(Stored items)

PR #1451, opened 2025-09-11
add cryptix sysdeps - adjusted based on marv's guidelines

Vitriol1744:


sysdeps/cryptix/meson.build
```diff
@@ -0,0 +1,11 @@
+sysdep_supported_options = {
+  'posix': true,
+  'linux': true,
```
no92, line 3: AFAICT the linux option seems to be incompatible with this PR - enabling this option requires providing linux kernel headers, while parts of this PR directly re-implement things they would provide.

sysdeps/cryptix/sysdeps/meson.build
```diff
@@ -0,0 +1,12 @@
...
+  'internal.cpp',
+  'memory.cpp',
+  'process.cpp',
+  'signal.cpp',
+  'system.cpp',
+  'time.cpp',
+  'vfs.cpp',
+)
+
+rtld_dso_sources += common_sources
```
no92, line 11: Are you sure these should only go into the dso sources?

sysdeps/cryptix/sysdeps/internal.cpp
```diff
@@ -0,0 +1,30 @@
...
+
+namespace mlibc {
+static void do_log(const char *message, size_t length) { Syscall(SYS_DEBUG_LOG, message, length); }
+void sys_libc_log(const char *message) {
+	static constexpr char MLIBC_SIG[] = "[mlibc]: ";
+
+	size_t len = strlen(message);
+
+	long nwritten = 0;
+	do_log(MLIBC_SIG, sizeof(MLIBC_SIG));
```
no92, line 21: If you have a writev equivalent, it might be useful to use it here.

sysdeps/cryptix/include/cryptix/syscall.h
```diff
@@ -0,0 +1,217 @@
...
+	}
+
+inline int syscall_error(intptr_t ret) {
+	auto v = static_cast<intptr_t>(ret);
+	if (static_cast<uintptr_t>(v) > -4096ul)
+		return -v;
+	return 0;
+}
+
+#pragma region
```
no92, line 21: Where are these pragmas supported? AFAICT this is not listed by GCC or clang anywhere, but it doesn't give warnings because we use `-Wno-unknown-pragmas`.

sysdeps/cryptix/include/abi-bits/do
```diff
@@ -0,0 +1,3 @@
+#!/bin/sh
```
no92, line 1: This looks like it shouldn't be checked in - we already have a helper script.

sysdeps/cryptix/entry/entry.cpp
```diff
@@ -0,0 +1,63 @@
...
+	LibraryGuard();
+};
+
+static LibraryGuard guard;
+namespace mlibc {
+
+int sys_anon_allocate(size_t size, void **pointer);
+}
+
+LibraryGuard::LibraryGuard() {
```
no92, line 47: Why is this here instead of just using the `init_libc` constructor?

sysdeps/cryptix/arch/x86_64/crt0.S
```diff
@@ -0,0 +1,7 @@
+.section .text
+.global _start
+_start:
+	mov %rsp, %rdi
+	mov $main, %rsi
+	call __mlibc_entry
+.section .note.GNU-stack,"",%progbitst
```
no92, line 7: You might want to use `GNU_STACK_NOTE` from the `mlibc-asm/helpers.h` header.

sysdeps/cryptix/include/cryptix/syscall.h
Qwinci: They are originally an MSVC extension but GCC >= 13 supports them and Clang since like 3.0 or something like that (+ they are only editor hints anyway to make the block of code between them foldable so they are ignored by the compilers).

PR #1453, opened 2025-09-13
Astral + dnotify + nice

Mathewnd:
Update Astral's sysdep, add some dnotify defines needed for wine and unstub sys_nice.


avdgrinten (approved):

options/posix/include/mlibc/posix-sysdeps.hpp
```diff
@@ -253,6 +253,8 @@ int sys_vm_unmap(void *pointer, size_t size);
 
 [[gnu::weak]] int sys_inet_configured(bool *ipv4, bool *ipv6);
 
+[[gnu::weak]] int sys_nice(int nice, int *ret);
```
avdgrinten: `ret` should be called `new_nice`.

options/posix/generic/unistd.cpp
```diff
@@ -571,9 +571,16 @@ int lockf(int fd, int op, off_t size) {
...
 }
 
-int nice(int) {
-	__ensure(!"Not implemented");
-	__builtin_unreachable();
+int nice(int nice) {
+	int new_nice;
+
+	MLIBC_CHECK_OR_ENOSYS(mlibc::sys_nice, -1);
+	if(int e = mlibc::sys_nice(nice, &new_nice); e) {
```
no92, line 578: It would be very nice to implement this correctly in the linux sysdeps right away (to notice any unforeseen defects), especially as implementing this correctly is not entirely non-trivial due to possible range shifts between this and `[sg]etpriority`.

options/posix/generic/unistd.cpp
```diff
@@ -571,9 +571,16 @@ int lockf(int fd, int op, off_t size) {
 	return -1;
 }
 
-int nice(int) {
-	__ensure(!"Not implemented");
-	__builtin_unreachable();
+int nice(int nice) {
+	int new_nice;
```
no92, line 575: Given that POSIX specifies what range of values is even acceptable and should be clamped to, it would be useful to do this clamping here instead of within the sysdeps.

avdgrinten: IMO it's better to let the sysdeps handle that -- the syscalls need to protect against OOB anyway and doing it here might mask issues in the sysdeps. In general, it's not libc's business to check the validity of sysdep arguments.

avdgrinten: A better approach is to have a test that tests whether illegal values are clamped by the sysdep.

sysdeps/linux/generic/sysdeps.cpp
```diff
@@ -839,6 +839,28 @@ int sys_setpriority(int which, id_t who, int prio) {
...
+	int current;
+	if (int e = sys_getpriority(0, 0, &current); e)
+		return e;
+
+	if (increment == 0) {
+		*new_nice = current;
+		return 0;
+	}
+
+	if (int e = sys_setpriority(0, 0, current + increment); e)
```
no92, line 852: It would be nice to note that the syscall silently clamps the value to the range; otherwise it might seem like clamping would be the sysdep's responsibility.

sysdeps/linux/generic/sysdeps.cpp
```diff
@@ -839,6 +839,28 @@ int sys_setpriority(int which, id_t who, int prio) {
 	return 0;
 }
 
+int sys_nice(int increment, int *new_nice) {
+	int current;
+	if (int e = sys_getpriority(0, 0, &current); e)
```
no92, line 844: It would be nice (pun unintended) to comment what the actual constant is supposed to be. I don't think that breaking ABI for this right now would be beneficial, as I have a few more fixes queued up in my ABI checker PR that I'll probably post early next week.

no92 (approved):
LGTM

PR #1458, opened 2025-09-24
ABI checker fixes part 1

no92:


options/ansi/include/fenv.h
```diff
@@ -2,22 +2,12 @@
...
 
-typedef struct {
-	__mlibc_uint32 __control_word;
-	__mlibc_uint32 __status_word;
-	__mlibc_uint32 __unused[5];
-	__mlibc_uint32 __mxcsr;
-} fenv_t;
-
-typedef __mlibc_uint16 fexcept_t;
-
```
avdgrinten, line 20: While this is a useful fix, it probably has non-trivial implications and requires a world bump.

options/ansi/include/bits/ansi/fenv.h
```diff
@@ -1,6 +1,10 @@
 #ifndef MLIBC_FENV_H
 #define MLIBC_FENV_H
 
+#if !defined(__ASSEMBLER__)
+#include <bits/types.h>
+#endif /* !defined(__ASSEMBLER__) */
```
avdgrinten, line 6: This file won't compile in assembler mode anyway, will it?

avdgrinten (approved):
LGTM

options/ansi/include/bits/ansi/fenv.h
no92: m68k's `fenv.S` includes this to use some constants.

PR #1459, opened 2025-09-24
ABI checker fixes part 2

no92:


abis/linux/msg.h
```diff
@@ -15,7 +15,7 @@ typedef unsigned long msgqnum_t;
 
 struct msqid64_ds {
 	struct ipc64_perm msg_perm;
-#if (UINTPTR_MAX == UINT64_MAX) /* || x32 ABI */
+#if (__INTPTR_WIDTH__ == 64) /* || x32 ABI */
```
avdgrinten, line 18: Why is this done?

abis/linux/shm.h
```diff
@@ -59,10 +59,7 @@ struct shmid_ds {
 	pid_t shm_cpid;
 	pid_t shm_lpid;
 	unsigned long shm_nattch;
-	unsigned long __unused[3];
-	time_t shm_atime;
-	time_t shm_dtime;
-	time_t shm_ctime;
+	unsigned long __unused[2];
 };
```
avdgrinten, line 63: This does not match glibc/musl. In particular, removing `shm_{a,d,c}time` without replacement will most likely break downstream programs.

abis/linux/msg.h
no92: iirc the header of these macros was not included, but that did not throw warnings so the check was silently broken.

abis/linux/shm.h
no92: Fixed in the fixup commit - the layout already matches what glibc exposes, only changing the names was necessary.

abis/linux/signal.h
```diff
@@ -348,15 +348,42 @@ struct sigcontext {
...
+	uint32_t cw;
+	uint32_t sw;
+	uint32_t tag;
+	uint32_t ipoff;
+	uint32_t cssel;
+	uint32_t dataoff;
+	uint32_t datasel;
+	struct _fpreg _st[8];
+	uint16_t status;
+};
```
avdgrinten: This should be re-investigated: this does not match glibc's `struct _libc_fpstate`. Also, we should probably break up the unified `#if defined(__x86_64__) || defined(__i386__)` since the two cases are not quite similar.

What is being asked »
Looking at the entries above, say how many lines contain the word "void". Nothing but the number is needed.

Exercise solution »
4